The analytical methods integrated into the pipeline provide core annotation and analysis tools to compare and contrast a diverse set of metagenomes [2124]. The approach underlying the subsystems-based functional analysis of metagenomes has been validated with 90 different samples from nine major biomes. The analysis demonstrated that the biomes could clearly be separated by their functional composition [25]. All of the metagenomes present in that study are included in the publicly available datasets visible in the mg-RAST server.

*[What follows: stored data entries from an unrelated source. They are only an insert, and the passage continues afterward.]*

PR #7201, opened 2026-09-14
Stop cancelling superseded runs on main

albertvillanova:
## What does this PR do?

#7172 grouped push runs by `github.ref` so that a newer merge cancels the run started by the previous one. It saves the runner time it claimed, but it makes `main` look broken: I thought it was going to be grey instead of red.

GitHub rolls a commit's checks up into the single icon shown in the commit list, and it buckets `cancelled` with failure. The three most recent merges before this PR:

Image

```
FAILURE  cancelled=5 failure=0   Move the latest release tests from T4 to L40S (#7184)
FAILURE  cancelled=5 failure=0   Use the canonical id for the tiny GPTNeoX model (#7185)
FAILURE  cancelled=0 failure=1   Train the tiny DeepSeek-R1-Distill model (#7187)
```

The first two are red for nothing. The third is a real failure, and it is now indistinguishable from the noise. Since #7172 merged, 3 of the 8 commits on `main` carry a red rollup and 2 of them only because their runs were cancelled. A history where most commits show a failing icon teaches everyone to stop reading the icon, which costs more than the runner time the change saved.

There is no way to recolour it. Only `success`, `skipped` and `neutral` avoid red; a workflow job cannot report `neutral` for itself, and a job-level `if:` is evaluated when the job is scheduled, which is before we can know that a later commit is coming.

This restores `github.run_id` as the fallback, so every push gets its own group again. Cancellation of superseded pull request runs, the larger half of #7170 and the part that was not in question, is unchanged. The `!cancelled()` guard added to the Slack steps in #7172 stays and simply becomes inert.

Applied to `tests-experimental.yml` as well so the two blocks stay identical.

Removing redundant `main` runs without attaching cancelled checks to commits needs a mechanism that tests batches before they land rather than after, which is what the GitHub merge queue does. That is a bigger change and a separate conversation.

Part of #7169.

---

> [!NOTE]
> **Low Risk**
> CI workflow-only change; restores per-push runs on main without altering test logic or PR cancel-in-progress behavior.
> 
> **Overview**
> Reverts the **non-PR** GitHub Actions concurrency key from `github.ref` back to **`github.run_id`** in `tests.yml` and `tests-experimental.yml`, with the same one-line change in both workflows.
> 
> On **`main` pushes**, each run now gets its own concurrency group again, so a newer merge no longer **cancels** the previous push’s jobs. That avoids cancelled workflows rolling up as red/failed on the commit list when nothing actually broke. **Pull request** behaviour is unchanged: the group still uses `github.event.pull_request.number`, so superseded PR runs can still be cancelled via `cancel-in-progress: true`.
> 
> <sup>Reviewed by [Cursor Bugbot](https://cursor.com/bugbot) for commit fc639918f7699b550b4edbe00e435868c81fcf60. Bugbot is set up for automated code reviews on this repo. Configure [here](https://www.cursor.com/dashboard/bugbot).</sup>


albertvillanova:
Merging this PR as a CI hotfix.

PR #7213, opened 2026-09-15
Await async reward functions written as callable classes

albertvillanova:
This PR makes an asynchronous reward function written as a callable class run asynchronously, instead of being dispatched as a synchronous one.

### Motivation

A reward function can take three shapes in TRL: a module-level function, a `functools.partial`, or a callable class instance. `get_callable_name` names all three, and `AsyncGRPOTrainer` documents the callable class as one of the picklable forms to use, since everything handed to the rollout worker is pickled.

Asynchronous reward functions are recognised with `inspect.iscoroutinefunction`, which inspects the object it is given and not its `__call__`. For an instance of a class whose `__call__` is `async def` it returns `False`, so the reward function is dispatched as a synchronous one:

- `GRPOTrainer` and `RLOOTrainer` call it inline and then iterate what came back, raising `TypeError: 'coroutine' object is not iterable`.
- The AsyncGRPO rollout worker hands it to a thread, where the call only creates the coroutine, and the un-awaited coroutine object is what lands in that reward function's column.

The one asynchronous form that survives pickling is therefore the one that does not run.

### Solution

`is_async_callable` answers whether calling an object returns a coroutine, over the same three shapes `get_callable_name` covers: it unwraps `functools.partial` the same way, then falls back to the object's `__call__`. It replaces `inspect.iscoroutinefunction` wherever a reward function is dispatched.

Tool dispatch keeps `inspect.iscoroutinefunction`. Tools are keyed by `tool.__name__`, so they are always plain functions or bound methods, which it reads correctly. Environment `get_reward` methods are bound methods as well, and are left alone for the same reason.

### Changes

- Add `is_async_callable` to `trl/trainer/utils.py`, beside `get_callable_name`
- Use it for reward function dispatch in `GRPOTrainer`, `RLOOTrainer` and the AsyncGRPO rollout worker
- Cover the detection of each callable shape, and add an async callable class reward function to the async reward tests of all three

---

> [!NOTE]
> **Low Risk**
> Targeted dispatch fix for reward functions with expanded test coverage; behavior unchanged for plain sync/async functions and models.
> 
> **Overview**
> Adds **`is_async_callable`** next to **`get_callable_name`**, unwrapping **`functools.partial`** and treating a class with **`async def __call__`** as async—something **`inspect.iscoroutinefunction`** misses on instances.
> 
> **GRPOTrainer**, **RLOOTrainer**, and the AsyncGRPO rollout worker’s **`_score_group`** now use it to decide whether reward functions are awaited on the event loop vs run in a thread, fixing broken training when rewards are picklable **async callable classes** (coroutines were returned un-awaited or iterated as sync results).
> 
> Tests cover each callable shape, an async-class scoring path in async GRPO, and an **`AsyncCallableReward`** in the existing GRPO/RLOO mixed sync/async training tests; async rollout tests also use **`get_callable_name`** for reward metric keys.
> 
> <sup>Reviewed by [Cursor Bugbot](https://cursor.com/bugbot) for commit 1e26732284aba3c907ff0d48e21c11f3a1b6570e. Bugbot is set up for automated code reviews on this repo. Configure [here](https://www.cursor.com/dashboard/bugbot).</sup>


qgallouedec (approved):
clean, thanks!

Although the service contains core functionality for the annotation and analysis of metagenomes, many of the techniques traditionally used for genome analysis (e.g., approaches for the prediction of coding sequences) either do not work with metagenomes or show a significant performance degradation [26]. Many of the differences between complete genome annotation and metagenome annotation are reminiscent of those encountered previously with the analysis of expressed sequenced tags [27]. Therefore, new analytical methods are needed to fully understand metagenomics data. The most obvious problem is with the large number of unknown sequences in any sample. Depending on the specific sample processed, as few as 10% of the sequences or as many as 98% of the sequences may have no known similarity to anything in the database [28]. We and others are developing new binning, clustering, and coding region prediction tools to handle these unknown sequences, and effective tools will be incorporated into the pipeline when available. Another problem is that the rapid pace with which sequence data is being generated outpaces increases in computational speed, and therefore improvements in common search algorithms are required to ensure that sequence space can be accurately and efficiently searched. A third problem, common to all annotation platforms, is that metabolic reconstructions and analyses are dependent on the underlying quality of the data. The SEED has the most consistent and accurate microbial genome annotations of any publicly available source because of the subsystems approach to annotation. However, the SEED subsystems are necessarily focused on core metabolism and pathogenesis of a select few organisms. Comprehensive subsystem coverage of secondary metabolism, and especially of metabolism specific to diverse environments, is required to truly comprehend those data sets.


We have provided a free, public resource for the analysis of metagenome sequence data. Our service does not require a specific type of sequence data and has no requirement for release or control of the data. All sequence data remains protected by a password mechanism and is visible only to permitted users. This metagenomics annotation pipeline was specifically developed to handle pyrosequencing data and accommodate some of the nuances associated with that data. However, the tools and approaches we have developed are applicable and available for any metagenome project, regardless of sequence type. This service has removed one of the primary bottlenecks in metagenome sequence analysis – the availability of high-performance computing for annotating the data.


The service is available to all users after a simple registration process. In addition to being available through the integrated SEED-Viewer [29] interface, all results are available for download in variety of formats, including GFF3, GenBank, and flat text formats (e.g., tab-separated text for use in spreadsheets). The server is made available on a best-effort basis, and all underlying data and software are open source (please see

Plans include the development of novel tools to allow systematic data mining in the samples and improved support for in-depth analysis of 16S-based metagenome data sets.